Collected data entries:
--- START ---

PR #1468, opened 2026-08-26
feat: parse NODE_SCHEMAS into a machine-readable form

vitali87:
Addresses the remaining blocker on #386, and satisfies the last open acceptance criterion of #1452.

## The blocker

`NODE_SCHEMAS` declares each `NodeLabel`'s properties as a prose string:

```python
NodeSchema(NodeLabel.SECTION, "{qualified_name: string, name: string, heading_level: int, ...}")
```

Its consumers are README generation and LLM prompt text. **Nothing parses it**, so nothing can check it or generate from it.

That is the concrete blocker behind two issues:

- **#386** needs an explicit schema because Kuzu requires a table per label and **rejects any property not declared in it** (`Binder exception: Cannot find property ...`).
- **#1452** found `Pattern`, `CodeSmell` and `SecurityIssue` had drifted out of `codec/schema.proto` unnoticed. The declaration existed; it just was not in a form anything could compare against.

## Parses rather than replaces

The prose strings stay the source of truth. A second declaration to keep in sync is exactly the drift this exists to make detectable — adding one would recreate the problem in a new place.

## Measured before assuming a grammar

All 21 declarations parse, and the type vocabulary is closed:

```
string x73   int? x29   string? x19   list[string]? x13
boolean? x12   int x9   list[string] x6
```

Four base types plus an optional-marking `?`. Nothing else, so the parser can be strict.

## An unknown type raises rather than passing through

A property the parser cannot read is one a generated table would silently omit — and a backend that rejects undeclared properties would then fail at write time with no indication why. Passing it through would make the declaration *look* complete while the generated schema was short.

## Demonstrated against real Kuzu

#1452's final criterion is *"sufficient to generate a `CREATE NODE TABLE` per label (demonstrated, not necessarily wired up)"*:

```
accepted by Kuzu: 20 / 21
```

**The one failure is a genuine finding for any future backend**: `Union` is a **reserved word** in Kuzu's Cypher, so that table name needs backtick quoting. Verified that quoting fixes it.

Recording it rather than solving it, because this PR adds no backend. But a Kuzu implementation that did not know this would fail on exactly one label with a parser error naming nothing useful — the kind of thing that costs an afternoon.

## What this does not do

No backend, no wiring, no change to how anything is written today. It is the prerequisite #386's criterion 3 was blocked on, made available and demonstrated.

## Verification

Full unit suite: **8085 passed**, 121 skipped, zero failures. Lint clean, zero `ty` errors.

Seven tests, including a control that parses the **live** declarations rather than only synthetic strings — without it the parser could pass every unit case and still mis-read the schemas it exists to read.

## Summary by CodeRabbit

* **New Features**
  * Added structured parsing for declared node properties.
  * Supports scalar types, optional properties, and list element types.
  * Provides clear validation errors for malformed declarations and unsupported types.
  * Preserves property declaration order and exposes parsed schemas for all node labels.

* **Tests**
  * Added comprehensive coverage for valid schemas, optionality, lists, ordering, duplicate properties, and invalid declarations.

### DIFF
--- a/codebase_rag/schema_parse.py
+++ b/codebase_rag/schema_parse.py
@@ -89,14 +89,26 @@ def parse_properties(declaration: str) -> list[PropertySpec]:
     if not body:
         return []
     specs: list[PropertySpec] = []
+    seen: set[str] = set()
     for field in body.split(","):
         name, separator, raw_type = field.partition(":")
         if not separator:
             raise SchemaParseError(f"property has no type: {field.strip()!r}")
+        property_name = name.strip()
+        if not property_name:
+            # An unnamed property would generate an unnamed column, which the
+            # backend rejects with an error naming nothing useful.
+            raise SchemaParseError(f"property has no name: {field.strip()!r}")
+        if property_name in seen:
+            # Consumers key by name, so a duplicate silently loses one of the
+            # two declarations -- the declaration would look complete while
+            # the generated table was short by a column.
+            raise SchemaParseError(f"duplicate property: {property_name!r}")
+        seen.add(property_name)
         type_name, optional, element = _parse_type(raw_type)
         specs.append(
             PropertySpec(
-                name=name.strip(),
+                name=property_name,
                 type_name=type_name,
                 optional=optional,
                 element=element,
--- a/codebase_rag/schema_parse.py
+++ b/codebase_rag/schema_parse.py
@@ -1,0 +1,117 @@
+"""Machine-readable view of the declared node schemas (issue #386).
+
+`NODE_SCHEMAS` in `types_defs` declares each `NodeLabel`'s properties as a
+prose string -- `"{qualified_name: string, name: string, path: string?}"` --
+consumed by README generation and LLM prompt text. Nothing parses it, so
+nothing can check anything against it or generate anything from it.
+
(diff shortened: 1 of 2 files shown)


vitali87:

vitali87:
@greptileai review

vitali87:
Both review threads (empty and duplicate property names) are fixed in `29f5c995`, now pushed — the commit was written earlier but an unrelated working-tree conflict blocked the push until now. I resolved both threads; posting the reasoning here since the inline replies did not post.

Both cases now raise `SchemaParseError`:

- `{: string}` → *property has no name*. An unnamed property generates an unnamed column, and the backend then fails with an error naming nothing useful — a worse failure than refusing to parse.
- `{a: string, a: int}` → *duplicate property*. Consumers key by name, so one declaration is silently lost: the declaration reads as complete while the generated table is short by a column.

That second case is the exact shape this module exists to detect, so it should not have been able to produce it itself.

Three tests, including a **control against the real schemas** rather than only synthetic strings: `parsed_node_schemas()` now raises on a duplicate, so asserting the 21 shipped declarations parse clean is evidence they are genuinely duplicate-free — not merely that the new check is untested.

@greptileai review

--- END ---

What you give back must be the stretch above, starting at the line with "quoting fixes it." and ending at the line with "Full unit suite: **8085", copied exactly.

Result of the task.
**The one failure is a genuine finding for any future backend**: `Union` is a **reserved word** in Kuzu's Cypher, so that table name needs backtick quoting. Verified that quoting fixes it.

Recording it rather than solving it, because this PR adds no backend. But a Kuzu implementation that did not know this would fail on exactly one label with a parser error naming nothing useful — the kind of thing that costs an afternoon.

## What this does not do

No backend, no wiring, no change to how anything is written today. It is the prerequisite #386's criterion 3 was blocked on, made available and demonstrated.

## Verification

Full unit suite: **8085 passed**, 121 skipped, zero failures. Lint clean, zero `ty` errors.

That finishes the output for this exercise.